Pour ma part, j'aime revenir à la base. L'idée qu'un homme ait des valeurs alternatives à cette malsaine pensée unique dont l'on est si souvent submergé, cette pensée américaine qui nous mène actuellement tout droit vers une catastrophe environnementale. Parce que tout le monde ne pense pas comme les États-Unis, tout le monde ne rêve pas d'une richesse infinie dépourvue de sens. Parlez-en à l'État Islamique, parlez-en à quelques deux milliards d'asiatiques qui n'ont aucune idée de ce qu'est le monde occidental.

Le premier ministre du Canada, Justin Trudeau, souligne la mort de Castro et se fait fustiger de toute part. On oublie souvent que le plus grand allié du Canada, les États-Unis, n'a pas un bilan sans tâche de sang. Autant d'un côté de la frontière comme de l'autre, on vend de l'armement à l'Arabie Saoudite, pourtant dirigé par une monarchie absolue, loin d'être libre de tous soupçons. Comment peut-on critiquer un dictateur en particulier et en aider d'autres? Ah oui, parce que l'Arabie Saoudite nous vend du pétrole et participe au capitalisme sauvage...

Cuba en 1959 a été pour ce groupe de rebelles une île de renouveau, là où un monde différent de ce qui était proposé par les États-Unis était possible. Or, ces derniers ont tout fait pour empêcher une vision différente de se réaliser qui on alimenté le mythe négatif du communisme. Cuba a dû réagir aux nombreuses tentatives de se voir démembrer en restreignant certaines libertés au sein de son pays. La propagande a de nombreuses fois failli faire tomber la révolution de Castro. Il est plutôt normal de voir le pays se replier sur lui-même afin de se protéger à nouveau d'un envahisseur capitaliste. Or, la majorité de comprend pas pourquoi Fidel Castro est passé d'un rebelle idéaliste et socialiste à un dictateur restreignant et contrôlant. Et c'est bien dommage, parce que cet homme avait une vision alternative de la vie en collectivité.

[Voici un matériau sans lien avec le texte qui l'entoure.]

PR #116, opened 2019-01-13
Add Dutch language

loed-idzinga:
I was trying out this gem and I noticed that the Dutch language was not present yet, so took the opportunity to add it.


ddnexus:
Thank you!

PR #119, opened 2019-01-31
minor typo corrections

JamesChevalier:
Not much going on here - just some typo fixes that I noticed while reading through the AJAX docs.


ddnexus:
Thank you!

PR #120, opened 2019-02-02
Improve default German translation

thomasklemm:
- Eintrag / Einträge is more idiomatic than Stück / Stücke for records in a list context
- Button labels are capitalized and corrected
- Going to the previous page is labeled "Zurück" now, much more idiomatic in this context

Thanks for this nice gem, @ddnexus :)


ddnexus:
Thank you for your contribution!

PR #125, opened 2019-02-17
Always return the same object as Pagy.root

ashmaroli:
Since the root location is not going to change ever, it can be safely stashed in a constant instead of generating a new `Pathname` object for every call to `Pagy.root`.

Also, `Pathname.new(__dir__)` is the *faster* alternative of `Pathname.new(__FILE__).dirname`. But it won't matter since the computation is going to be **just once** now.


ddnexus:
Yes, a constant would be better! 

At that point, why even bother to have a method returning the constant? I can change that in v2.0, since it is a breaking change.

On tient souvent pour acquis que le capitalisme est la seule solution, que ceux qui arrive de loin avec des idées différentes et qui tentent d'essayer quelque chose sont des truants. Or, tous ne sont pas remplis d'idées négatives.

Fidel est le catalyseur de cette grande amitié qui unit tous ces présidents socialistes et humanistes d’Amérique latine. Ces gens qui ne travaillent pas pour l’église économique, mais pour leur peuple et surtout les plus démunis de partout. Ces gens pour qui la coopération remplace la compétition et l’entraide remplace la volonté d’écraser les autres.